Bluefield Daily Telegraph, Bluefield, WV

Local News

January 20, 2014

Chicago Defender to honor Bluefield native, Dr. Sims

BLUEFIELD — A Bluefield native who has combined his unique blend of personal passions into a successful medical practice, will be honored later this month as one of the Chicago Defender’s “Men of Excellence.”

H. Steven Sims, MD, an associate professor of otolaryngology at the University of Illinois at the Chicago College of Medicine, and director of the Chicago Institute of Voice Care, is among a group of 50 African American men in the Greater Chicago area who will be inducted into the Defender’s Men of Excellence. The ceremony will take place on Jan. 31 at the South Shore Cultural Center.

Sims, 47, a 1984 graduate of Bluefield High School is the son of Elsie Sims and the late Herb Sims.
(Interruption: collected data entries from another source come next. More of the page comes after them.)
PR #4764, opened 2023-11-07
[IMPROVED] Resiliency when doing lots of conditional updates to a KV and restarting servers.

derekcollison:
We would attempt to sync with stream state and reset our CLFS tracking which would cause issues, so we do not reset CLFS or send snapshots upon being elected leader.

There is still a bug that I can see that I am chasing, but this solves many of the issues we would see in other tests.


wallyqs (approved):
LGTM

PR #4770, opened 2023-11-08
Fix subpath used for ws leaf remote connect url

### LINKED ISSUE #4765: Leafnode websocket connections: subpath in wrong order
### Observed behavior

When connecting leafnodes by websockets via a reverse proxy (e.g. in Kubernetes), the subpath for websocket is attached after the static `/leafnode` path instead of before it.

Currently, if in a leafnode configuration the following config is given:
```
leafnodes {
    remotes = [
        {
          url: "wss://user:pass@server.host.org:443/nats-leafnode/",
          account: "ACC"
        },
    ]
}
```

The websocket tries to connect to the following URL:
`server.host.org:443/leafnodenats-leafnode/` instead of `server.host.org:443/nats-leafnode/leafnode`

### Expected behavior

The websocket should connect to
`server.host.org:443/nats-leafnode/leafnode` instead of `server.host.org:443/leafnodenats-leafnode/`

### Server and client version

Both at 2.10.4

### Host environment

_No response_

### Steps to reproduce

Deploy a NATS server after an NGINX with websocket support, which rewrites the websocket connection URL from somehost.org/nats/leafnode to somehost.org/leafnode.

Have a NATS server with leafnode support running behind the proxy and a NATS server acting as a leafnode connecting through the reverse proxy with following config:
```
leafnodes {
    remotes = [
        {
          url: "ws://user:pass@server.host.org:443/nats/",
          account: "ACC"
        },
    ]
}
```

# Additional Info

The following line probably causes this issue:
https://github.com/nats-io/nats-server/blob/9c2e109f9f770a2c74e33d2c2a675e120b0065c4/server/leafnode.go#L2792
and should probably be changed to something like:
```
path = curPath + path
```

wallyqs:
This fixes the concatenated path used by remote leafnodes.

Fixes #4765

### DIFF
--- a/server/leafnode.go
+++ b/server/leafnode.go
@@ -25,6 +25,7 @@ import (
 	"net/http"
 	"net/url"
 	"os"
+	"path"
 	"reflect"
 	"regexp"
 	"runtime"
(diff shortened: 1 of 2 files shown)


derekcollison (approved):
LGTM - Let's make sure tests are green.

derekcollison:
Need to fix..

image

His maternal grandparents were John and Helen Williamson and his paternal grandparents were Castoria and David Sims. While Sims’ parents served as great role models in terms of community service — the Herb Sims Youth Center is named in his father’s memory — his grandfather John Williamson learned the art of crafting eye glasses at Taylor Optical and was later a “surface tech” at Mercer Optical, while his grandfather David Sims was well known throughout the coalfields for his singing voice. Castoria Sims was the driving force behind the Bluefield Beautification Commission for many years.

Dr. Sims graduated from the Yale University School of Medicine, completed a research fellowship at the National Institute on Deafness and Communications Disorders as well as a clinical fellowship at the Vanderbilt Voice Center. Dr. Sims is an accomplished musician who plays trombone, bassoon and piano. As an undergraduate at Yale, he was a member of choirs and is an experienced vocalist as well.

Perhaps it is no surprise that when he developed a medical practice in Chicago, he specialized in treating problems of performing artists and other voice professionals. According to a press release from the Chicago Institute for Voice Care: “He has worked with ‘Wicked,’ ‘Jersey Boys,’ ‘Book of Mormon,’ and numerous shows as well as soloists and Chicago’s Oscar winning ‘Dreamgirl.’”

On the eve of Dr. Martin Luther King Jr. Day, Sims shared some thoughts about Dr. King’s legacy, as well as the role his family played in helping him realize his dreams.

“Regarding Dr. King, my bachelors’ degree is in African American history and I have had occasion, in Chicago, to share a meal with the Reverend Jesse Jackson, who was there when Dr. King was assassinated.

“For me, his legacy was administered through my family since I was not yet 2 years old when he was taken from us,” he wrote in response to an email. “They taught me to work hard and always be prepared for an opportunity. They set high expectations, but always helped all three of us,” he said of himself, his sister, L’tanya, and his brother, the late Jay Sims.

“So, my first heroes are my parents. While I revere Dr. King’s work, the most profound examples for me were David and Castoria Sims, John and Helen Williamson and Herbert and Elsie Sims,” he wrote. “So, my hope would be that we all understand that children are a gift and much of what they become is determined by what we tell them and what we expect of them.”

During its heyday, The Chicago Defender, had a weekly circulation of 250,000 and was considered to be the most influential of all the African American newspapers in the U.S. The Defender continues to serve as a voice for the African American community in Chicago, nationally and internationally.

“It is a special honor to be recognized by such a venerable publication,” Sims wrote. “My bachelor’s degree is in African American studies and the Chicago Defender was a prime resource for me. It is humbling to be included in its pages.”

The honorees were nominated by Defender readers. Dawn Hasbrouck will serve as host of the induction ceremony on Jan. 31, with Julia Huff and The Company Band providing the entertainment. In addition to the reception and induction ceremony, Sims, as well as the other 49 honorees, will be featured in the Defender’s special section on Jan. 29.